Many academic studies on market microstructure use trade classification algorithms to infer whether a given trade is initiated by a buyer or a seller. Yet, authors Paul Asquith, Rebecca Oman, and Christopher Safaya (Short Sales and Trade Classification Algorithms; Journal of Financial Markets: 2010, Vol. 13-1, pg. 157-173) caution that trade matching algorithms tend to overwhelmingly misclassify seller-initiated trades as being buyer-initiated trades.
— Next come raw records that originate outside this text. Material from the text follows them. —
PR #6780, opened 2020-12-10
Improve document and template folder actions

elioschmutz:
Jira: https://4teamwork.atlassian.net/browse/NE-255

This PR adds missing tests for the document and template folder actions and makes some corrections to the exposed template actions:
- `delete`-action will be displayed for documents within dossier templates
- `attach_to_email` will no longer be displayed for templates
- `trash_document` will no longer be displayed for templates
- `send_as_mail` will no longer be displayed within the templates section
- `trash` and `untrash` will no longer be displayed within the templates section

See also: https://4teamwork.atlassian.net/browse/NE-431

## Checklist (Must have)

- [x] Changelog entry

## Checklist (if applicable)

- API change:
  - If breaking:
    - [ ] api-change label added
- New functionality:
- DB-Schema migration
- New translations


opengever/api/tests/test_actions.py
```diff
@@ -505,6 +505,82 @@ def test_untrashing_available_for_trashed_document(self, browser):
...
+    def test_available_file_actions_for_subdossier_template_document(self, browser):
+        self.login(self.dossier_responsible, browser)
+
+        template = create(Builder('document')
+                          .within(self.subdossiertemplate)
+                          .titled(u'Werkst\xe4tte')
+                          .with_dummy_content())
+
+        expected_file_actions = [
+            {u'icon': u'', u'id': u'oc_direct_checkout', u'title': u'Checkout and edit'},
```
njohner, line 550: hum why is that different from `dossier_template_document`??

opengever/document/fileactions.py
```diff
@@ -99,7 +99,10 @@ def is_revert_to_version_action_available(self):
 
     def is_trash_document_available(self):
         trasher = ITrashable(self.context)
-        return trasher.verify_may_trash(raise_on_violations=False)
+        return (
+            trasher.verify_may_trash(raise_on_violations=False)
```
njohner, line 103: Shouldn't we rather add that check in the `trasher.verify_may_trash` method?

njohner (commented):
LGTM, just some minor comments

opengever/api/tests/test_actions.py
elioschmutz: 👍 Updated. It was because I used a different user

opengever/document/fileactions.py
elioschmutz: I'm not sure. It's possible to trash. But it's not available for this object. So I think, it belongs to this file...

elioschmutz:
@njohner I updated the PR and I also added some more commits to also update the template folder actions. Could you take another look?

njohner (approved):
LGTM

elioschmutz:
@njohner FYI, I added a new commit to also remove `attach_documents` in the templates-area.

njohner (approved):
LGTM

PR #6781, opened 2020-12-11
Add invitation_group_dn to teamraum policy template.

njohner:
The `invitation_group_dn` was not part of the policy templates for teamraum deployments. It might be unnecessary for certain setups where the LDAP itself adds newly created users to the correct group (as in SG), but IMO, I'd rather have that in the template and delete it from the created policy when necessary. In general this needs to be set for invitations to work correctly.

For https://4teamwork.atlassian.net/browse/CA-12

## Checklist (Must have)
- [x] Changelog entry

### DIFF
--- a/opengever/policytemplates/policy_template/.mrbob.ini
+++ b/opengever/policytemplates/policy_template/.mrbob.ini
@@ -208,6 +208,9 @@ deployment.workspace_users_group.question = Workspace users group
 deployment.workspace_users_group.default = tr_users
 deployment.workspace_users_group.required = False
 
+setup.invitation_group_dn.question = Invitation Group DN
+setup.invitation_group_dn.required = True
+
 setup.geverui.question = Enable new GEVER UI
 setup.geverui.required = True
 setup.geverui.default = true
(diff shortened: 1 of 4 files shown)


opengever/policytemplates/policy_template/.mrbob.ini
```diff
@@ -208,6 +208,10 @@ deployment.workspace_users_group.question = Workspace users group
 deployment.workspace_users_group.default = tr_users
 deployment.workspace_users_group.required = False
 
+setup.invitation_group_dn.question = Invitation Group DN
+setup.invitation_group_dn.default = cn=tr_users,ou=Groups,ou=...,dc=ch
```
lukasgraf, line 212: I'm not sure whether it's a good idea to default this with a DN that is technically invalid, and make it optional. Shouldn't this just be required, and essentially not have a default (because it will be different for every single deployment)?

njohner: yes works for me. I'll quickly test if I can have a required value that is only required for Teamraum templates.

lukasgraf (approved):
LGTM 👍

PR #6782, opened 2020-12-14
Enable nightly jobs in policy templates.

njohner:
This is necessary for all deployments with the gever-ui activated, because of the `NightlyRoleAssignmentReports`. so basically all new deployments...

For https://4teamwork.atlassian.net/browse/CA-12

## Checklist (Must have)

- [x] Changelog entry

### DIFF
--- a/docs/HISTORY.txt
+++ b/docs/HISTORY.txt
@@ -4,6 +4,7 @@ Changelog
 2020.16.0 (unreleased)
 ----------------------
 
+- Enable nightly jobs in teamraum policy templates. [njohner]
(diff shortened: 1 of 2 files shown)


njohner:
As discussed, this is too risky for now. We have no way of currently knowing whether the cronjobs are setup correctly for all our deployments and whether the nightly jobs get executed correctly or not. In case they don't, enabling nightly jobs will lead to dossier resolution jobs accumulating...
Instead I have opened a Jira issue that will first tackle the problem of making sure cronjobs get executed correctly on all deployments (https://4teamwork.atlassian.net/browse/CA-1346).

PR #6879, opened 2021-02-01
Fix wrapping of keywords in keywordwidget.

njohner:
Long keywords were not being wrapped, so that the "x" to remove them was not visible. We now wrap them, see screenshot below:

Screenshot 2021-02-01 at 10 58 40

## Checklist (Must have)

- [x] Changelog entry


lukasgraf (approved):
LGTM 👍

PR #6889, opened 2021-02-05
Docugate integration

buchi:
Documents can be created from Docugate templates using a dedicated add form. The add form has the same fields as the regular document add form, except for the file field. Documents are created in shadow state.

There's also a REST API endpoint `@document_from_docugate` for creating documents from Docugate with similar functionality to the add form used by the new frontend.

After creating the shadow document, Office Connector gets called with an `oc:...` URL. It then fetches the needed metadata from the REST API endpoint `oc_docugate`.

Then OC fetches the XML document required by Docugate containing all Doc Properties from the `docugate-xml` view.

It then calls Docugate with the XML document. After getting the new document from Docugate, OC opens the document in the Office desktop app and enters the regular edit cycle.

When editing is finished, OC uploads the document.

Documents get a new action "Retry with Docugate" to be able to continue/restart the Office Connector part if it wasn't finished for some reason.

The OC part is not yet implemented.
Frontend part: https://github.com/4teamwork/gever-ui/pull/1595

JIRA: https://4teamwork.atlassian.net/browse/CA-887

## Checklist (Must have)

- [x] Changelog entry


njohner (approved):
Nice, thanks for the small and clear commits. LGTM.

PR #6890, opened 2021-02-06
Bump cryptography to version 2.8

buchi:
The currently used version can now longer be compiled on newer macOS versions and is pretty old.
2.8 is the last version that support OpenSSL 1.0.1 which we still have on some CentOS 6 installations and can be compiled on macOS 11 as well.

## Checklist (Must have)

- [ ] Changelog entry


lukasgraf (approved):
LGTM 👍 
Though I believe we should also bump `asn1crypto` (to at least 1.0.0). The issue described here https://github.com/wbond/asn1crypto/issues/158 has been encountered by several people on Homebrew OpenSSL + Catalina setups. But that can be looked at separately IMHO.

buchi:
@lukasgraf bumped `asn1crypto` to latest version.

buchi:
@lukasgraf I've noticed that cryptography no longer depends on asn1crypto.
https://github.com/pyca/cryptography/pull/4941

Thus I'm removing the pinning as we don't use it anywhere else.

lukasgraf:
@buchi great! Thanks for checking 👍

PR #6891, opened 2021-02-08
Set SameSite=Lax flag for session authentication cookie

buchi:
This is best practice in terms of security.

With `SameSite=Lax` the cookie is only sent if the user is navigating to the site (following a link or submitting a form with GET method). The cookie is not sent when loading images, AJAX requests, Iframes and forms with POST method.

See also:
https://4teamwork.atlassian.net/wiki/spaces/4TEAM/pages/501907630/Sicherheitsrichtlinien+f+r+Webanwendungen#4.-Restriktive-Cookies

## Checklist (Must have)

- [x] Changelog entry


lukasgraf (approved):
LGTM 👍

PR #6892, opened 2021-02-08
Remove LDAPUserFolder encoding patch

buchi:
Our custom version 2.28.post3 already has the encoding set to utf-8.

## Checklist (Must have)

- [ ] Changelog entry


lukasgraf (approved):
LGTM 👍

The authors present a stark warning to those using classification algorithms for trading and inference purposes.


The issue of trade classification stems from the fact that most trade-by-trade datasets, whether they are real-time or delayed, do not explicitly specify whether a given trade is buyer-initiated or seller-initiated. Yet, knowing whether a trade is buyer-initiated or seller-initiated is useful for many applications such as trying to gauge the sentiment of the market, determining the potential for short-sale (or even short-sale-predatory) strategies, measuring the depth and liquidity of an asset, and determining the levels of private information in a given marketplace (e.g. the Probability of Informed Trading measure of David Easley, Nicholas M. Kiefer, Maureen O’Hara, and Joseph B. Paperman in Liquidity, Information, and Infrequently Traded Stocks; Journal of Finance: 1996, Vol. 51-4, pg. 1405-1436).
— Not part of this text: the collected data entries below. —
PR #6893, opened 2021-02-08
New API endpoint @save-document-as-pdf

tinagerber:
Changes in this PR:

- Only allow to save a document as pdf if document isn't checked out.  Until now, checked-out documents could also be saved as PDFs.This resulted in the fact that when saving a document, the last version of the document was saved as pdf, but when checking whether the document could be converted, the working copy was used. This could lead to errors.
- New endpoint `@save-document-as-pdf`. In order to be able to offer this function in the new frontend, a new endpoint is needed. For this, some functionalities had to be moved to the global scope in order to reuse them in the endpoint.

Jira: https://4teamwork.atlassian.net/browse/NE-352

## Checklist (Must have)

- [x] Changelog entry

## Checklist (if applicable)

- API change:
  - New functionality:

### DIFF
--- a/docs/public/dev-manual/api/documents.rst
+++ b/docs/public/dev-manual/api/documents.rst
@@ -319,3 +319,25 @@ Versionen auflisten:
             "version": 0
         }
     ]
+
+.. _save-document-as-pdf:
+
+Dokument als PDF speichern
+--------------------------
+
+Mit dem ``@save-document-as-pdf`` kann ein Dokument oder eine Version eines Dokuments als PDF gespeichert werden. Als ``document_uid`` wird die UID des Dokuments erwartet. Wenn keine ``version_id`` mitgegeben wird, wird die aktuelle Version verwendet. Der Endpoint steht auf Stufe Dossier, Teamraum und Teamraum-Ordner zur Verfügung.
+
+  .. sourcecode:: http
+
+    POST /ordnungssystem/dossier-23/@save-document-as-pdf HTTP/1.1
+    Accept: application/json
+
+    {
+      "document_uid": "f923b2321f174b408c3bd483db9bfa66",
+      "version_id": 2
+    }
+
+  .. sourcecode:: http
+
+    HTTP/1.1 201 Created
+    Location: /ordnungssystem/dossier-4/document-1
--- a/opengever/api/save_document_as_pdf.py
+++ b/opengever/api/save_document_as_pdf.py
@@ -1,0 +1,49 @@
+from opengever.document.behaviors import IBaseDocument
+from opengever.document.browser.save_pdf_document_under import trigger_conversion
+from opengever.document.forms import create_destination_document
+from opengever.document.forms import is_version_convertable
+from opengever.document.versioner import Versioner
+from plone import api
+from plone.protect.interfaces import IDisableCSRFProtection
+from plone.restapi.deserializer import json_body
+from plone.restapi.services import Service
+from zExceptions import BadRequest
+from zope.interface import alsoProvides
+
+
+class SaveDocumentAsPdfPost(Service):
+
+    def get_document(self, data):
+        uid = data.get('document_uid', None)
+        if not uid:
+            return
+        catalog = api.portal.get_tool('portal_catalog')
+        brain = catalog(UID=uid, object_provides=[IBaseDocument.__identifier__])
+        if brain:
+            return brain[0].getObject()
+
+    def reply(self):
+        # Disable CSRF protection
+        alsoProvides(self.request, IDisableCSRFProtection)
+
+        data = json_body(self.request)
+        document = self.get_document(data)
+        if not document:
+            raise BadRequest(
+                "Property 'document_uid' is required and should be a UID of a document")
+
+        version_id = data.get('version_id', None)
+        if version_id and not isinstance(version_id, int):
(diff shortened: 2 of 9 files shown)


docs/public/dev-manual/api/documents.rst
```diff
@@ -319,3 +319,25 @@ Versionen auflisten:
...
+
+Mit dem ``@save-as-pdf`` kann ein Dokument oder eine Version eines Dokuments als PDF in ein Dossier gespeichert werden. Als ``destination_folder`` wird die UID des Zieldossiers erwartet. Wenn keine ``version_id`` mitgegeben wird, wird die aktuelle Version verwendet.
+
+  .. sourcecode:: http
+
+    POST /ordnungssystem/dossier-23/document-123/@save-as-pdf HTTP/1.1
+    Accept: application/json
+
+    {
+      "destination_folder": "f923b2321f174b408c3bd483db9bfa66",
```
njohner, line 336: I'd use something more generic than `destination_folder`. This action is close to a copy IMO, I would therefore go with `target` instead. 

And actually both `copy` and `move` POST to the destination folder with `source` as parameter instead, this does make sense because we are creating a content in the `target` so it should be a post to that object. So I'd propose to also do it like this here. Call the endpoint on the destination folder and add `source` as parameter.
Maybe @lukasgraf has some thoughts here?

opengever/api/tests/test_save_as_pdf.py
```diff
@@ -0,0 +1,171 @@
...
+    @browsing
+    def test_save_as_pdf_post_without_add_permission_raises_unauthorized(self, browser):
+        self.login(self.regular_user, browser)
+
+        with elevated_privileges():
+            self.empty_dossier.__ac_local_roles_block__ = True
+            self.empty_dossier.manage_setLocalRoles(self.regular_user.id,
+                                                    roles=['Authenticated', 'Reader'],
+                                                    verified=True)
+        with browser.expect_unauthorized():
```
njohner, line 109: I guess unauthorized is raised at some point when the document is being created?
If we were doing a `POST` on the destination folder we could handle that cleanly directly in the Endpoint registration

njohner (commented):
See my comments. I feel like this should be a POST to the target container and not onto the document

tinagerber:
@njohner I have changed the endpoint so that the POST is on the target container. However, I decided to call the property `document_uid`, so it is immediately clear what is required.

opengever/api/save_document_as_pdf.py
```diff
@@ -0,0 +1,49 @@
...
+
+
+class SaveDocumentAsPdfPost(Service):
+
+    def get_document(self, data):
+        uid = data.get('document_uid', None)
+        if not uid:
+            return
+        catalog = api.portal.get_tool('portal_catalog')
+        brain = catalog(UID=uid, object_provides=[IDocumentSchema.__identifier__])
```
njohner, line 21: You want `IBaseDocument` here, because the endpoint should also work for E-mails

opengever/api/tests/test_save_document_as_pdf.py
```diff
@@ -0,0 +1,182 @@
...
+          "type": "BadRequest"}, browser.json)
+
+    @browsing
+    def test_save_as_pdf_post_with_invalid_document_uid_raises_bad_request(self, browser):
+        self.login(self.regular_user, browser=browser)
+
+        with browser.expect_http_error(400):
+            browser.open(self.empty_dossier, view='@save-document-as-pdf', method='POST',
+                         headers=self.api_headers,
+                         data=json.dumps({"document_uid": self.mail_eml.UID()}))
```
njohner, line 67: As I said, this should work for E-mails, see https://github.com/4teamwork/opengever.core/blob/master/opengever/document/browser/configure.zcml#L55-L60

opengever/api/tests/test_save_document_as_pdf.py
```diff
@@ -0,0 +1,182 @@
...
+
+        manager = getMultiAdapter((self.document, self.request), ICheckinCheckoutManager)
+        manager.checkout()
+
+        with browser.expect_http_error(400):
+            browser.open(self.empty_dossier, view='@save-document-as-pdf', method='POST',
+                         headers=self.api_headers,
+                         data=json.dumps({"document_uid": self.document.UID()}))
+
+        self.assertEqual({"message": "This document is not convertable.",
```
njohner, line 151: That's pretty misleading as error message in that case no?

njohner (commented):
See my comments, I think the endpoint has to work for mails. This is normally in the checklist and should not be deleted when something is done for documents.

opengever/api/tests/test_save_document_as_pdf.py
tinagerber: I don't see a problem here. The document is not convertible when it is checked out. The action does not appear at all, so it should not happen that the endpoint is called for a checked-out document.

njohner: Well I guess that if I get that error message I would think the document is not convertable, but it's actually just in checkout. I mean I could get the latest version and convert that. This suggests that it is generally not convertable, maybe because of the file type or something.
But ok, we can't handle every error path specifically.

njohner (approved):
LGTM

One solution to the need for classifying trading intent can be found in the highly popular Lee and Ready Trade Classification Algorithm (Inferring Trade Direction from Intraday Data; Journal of Finance: 1991, Vol. 46-2, pg. 733-746, authors: Charles M.C. Lee and Mark J. Ready). This algorithm takes a sequential approach to classifying trades by first using a quote-based test and then, if necessary, applying a tick-based test. So, for a given trade, the algorithm first looks at the trade price relative to the contemporaneously-quoted bid and ask prices. If the trade price is closer to the ask price, then the trade is classified as buyer-initiated. If, on the other hand, the trade price is closer to the bid price, then the trade is classified as seller-initiated.
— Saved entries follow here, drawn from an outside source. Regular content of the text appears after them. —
PR #6894, opened 2021-02-08
Set security related HTTP headers

buchi:
Setting these headers is best practice in terms of security.

### No content type sniffing
Only load scripts and stylesheets with the correct content type:
```
X-Content-Type-Options: nosniff
```

### XSS browser protection
Enable browser protection for reflected XSS attacks:
```
X-XSS-Protection: 1; mode=block
```

### No referrer for external links
Only send referrer on requests to the same origin
```
Referrer-Policy: same-origin
```

### Content-Security-Policy
For HTML resources we only allow resources from the same origin, but we have to allow eval and inline js/css. Images are allowed from the same origin and from data urls. We disallow plugins and framing.
```
Content-Security-Policy: default-src 'self' 'unsafe-eval' 'unsafe-inline'; img-src 'self' data:; object-src 'none'; frame-ancestors 'none'
```

For other resources we disallow the loading of any resources and disable framing.
```
Content-Security-Policy: default-src 'none'; frame-ancestors 'none'
```

### Disallow framing (Clickjacking protection)
`X-Frame-Options` header is already set by plone.protect

See also: https://4teamwork.atlassian.net/wiki/spaces/4TEAM/pages/501907630/Sicherheitsrichtlinien+f+r+Webanwendungen

The content security policy has the potential to break things and needs careful testing.

## Checklist (Must have)

- [x] Changelog entry

### DIFF
--- a/opengever/base/subscribers.py
+++ b/opengever/base/subscribers.py
@@ -142,21 +142,23 @@ def set_security_headers(event):
         # Enable browser protection for reflected XSS attacks
         response.setHeader('X-XSS-Protection', '1; mode=block')
 
-        content_type = response.headers.get('content-type', '')
-        if content_type.startswith('text/html'):
-            # Allow resources from current origin, eval, inline js and css
-            # Allow images from current origin and data urls
-            # Disallow plugins and framing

The quote-based test fails when the trade price is half-way between the bid and ask prices (i.e. trade price is equal to the bid-ask mid-quote). In that case, the Lee and Ready Algorithm reverts to a tick-based test. Here, if the current trade price is higher relative to the last (old) trade price, the trade is classified as buyer-initiated. Conversely, if the current trade price is lower than the last (old) trade price, the trade is classified as seller-initiated. If the current trade price is equal to the old trade price, the previously-determined trade classification is used (given that buy (sell) trades tend to follow previous buy (sell) and trades). Finally, if the quote-test fails and two unchanged trades are recorded back-to-back, the current trade is classified as indeterminate.


Authors Paul Asquith, Rebecca Oman, and Christopher Safaya thus caution that, despite their popularity, trade-classification algorithms tend to misclassify trades. This tendency to misclassify can bias the results of inferential academic studies as well as render trading strategies built around them unprofitable.